Boards retained that pattern in narrower bands. The Mammoth75 is the example worth holding in mind: Wuque shipped a configurator-first refresh on its mainline boards while keeping a separate group-buy lane for grail chassis like the Mammoth, which is the cleanest illustration of the two patterns coexisting at one vendor. The grail tier still runs proxies. The mainline tier doesn't. The same vendor, two supply chains, sorted by where unit volume actually wants to live.
What we're watching
Two threads worth following over the next few quarters. The first is whether the configurator pattern reaches further down the price ladder; the in-house customs sitting under $200 in 2026 are still mostly evergreens like the Bakeneko, and the question is whether the next tier of vendors starts running their own configurator-first lineups instead of hosting other designers' buys. Mode's pattern only works because Mode runs the factory relationship. The smaller storefronts that follow will be the test of whether the pattern generalizes.

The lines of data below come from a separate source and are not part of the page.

PR #33433, opened 2024-10-03
feat: license add-ons (external modules)

d-gubert:

Add-ons will extend the license's modules beyond the core features that are available

- [x] Prevent apps that require an add-on from being enabled if the add-on is not available
- [x] When the license is invalidated, disable apps that require add-on - this should already happen based on previous rules, but it did not happen when a license was removed, only when it became invalid.
- [x] When the license is updated, validate changes to add-ons and update configuration accordingly
## Issue(s)

[Jira task](https://rocketchat.atlassian.net/browse/ADD-14)

## Further comments

[ADR](https://adr.rocket.chat/105)


apps/meteor/ee/server/apps/communication/rest.ts
```diff
@@ -418,9 +415,13 @@ export class AppsRestApi {
...
 					void notifyAppInstall(orchestrator.getMarketplaceUrl() as string, 'install', info);
 
-					if (await canEnableApp(aff.getApp().getStorageItem())) {
+					try {
+						await canEnableApp(aff.getApp().getStorageItem());
+
 						const success = await manager.enable(info.id);
 						info.status = success ? AppStatus.AUTO_ENABLED : info.status;
+					} catch (error) {
+						// should report the error?
```
tiagoevanp, line 424: Do we have an answer for that?

ee/packages/license/src/MockedLicenseBuilder.ts
```diff
@@ -190,13 +197,17 @@ export class MockedLicenseBuilder {
...
+		this.grantedModules.push(
+			...(modules.map((module) =>
+				CoreModules.includes(module as LicenseModule) ? { module } : { module, external: true },
+			) as GrantedModules),
+		);
 		return this;
 	}
 
-	withNoGratedModules(modules: LicenseModule[]): this {
+	withNoGratedModules(modules: string[]): this {
```
tiagoevanp, line 210: Why string removing specificity here?

ee/packages/license/src/events/emitter.ts
```diff
@@ -1,27 +1,44 @@
-import type { BehaviorWithContext, LicenseModule } from '@rocket.chat/core-typings';
+import type { BehaviorWithContext } from '@rocket.chat/core-typings';
 
 import type { LicenseManager } from '../license';
 import { logger } from '../logger';
+import { isLicenseModule } from '../modules';
 
-export function moduleValidated(this: LicenseManager, module: LicenseModule) {
+export function moduleValidated(this: LicenseManager, module: string) {
```
tiagoevanp, line 7: same

ee/packages/license/src/events/emitter.ts
```diff
@@ -1,27 +1,44 @@
...
 	try {
-		this.emit('module', { module, valid: false });
+		const external = !isLicenseModule(module);
+
+		this.emit('module', { module, external, valid: false });
 	} catch (error) {
 		logger.error({ msg: `Error running module (valid: false) event: ${module}`, error });
 	}
+
+	// Duplicated call for type-guard to work
```
tiagoevanp, line 37: ?

ee/packages/license/src/v2/bundles.ts
```diff
@@ -1,33 +1,11 @@
-import type { LicenseModule } from '@rocket.chat/core-typings';
+import { CoreModules, type LicenseModule } from '@rocket.chat/core-typings';
```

The second is keycaps. GMK's queue is unlikely to change shape, but the dye-sub and cherry-clone houses moving units in 2026 are running closer to a configurator cadence than to a group-buy one. If a CYL-grade alternative ships through a vendor-first flow at a price band that competes with GMK's run-of-the-mill sets, the proxy era loses its last default category. That's a bigger if than the boards story was, and it's also why the /group-buys board still exists as its own surface — the shape of the keycap supply chain hasn't converged yet, and the convergence is the trend worth watching next.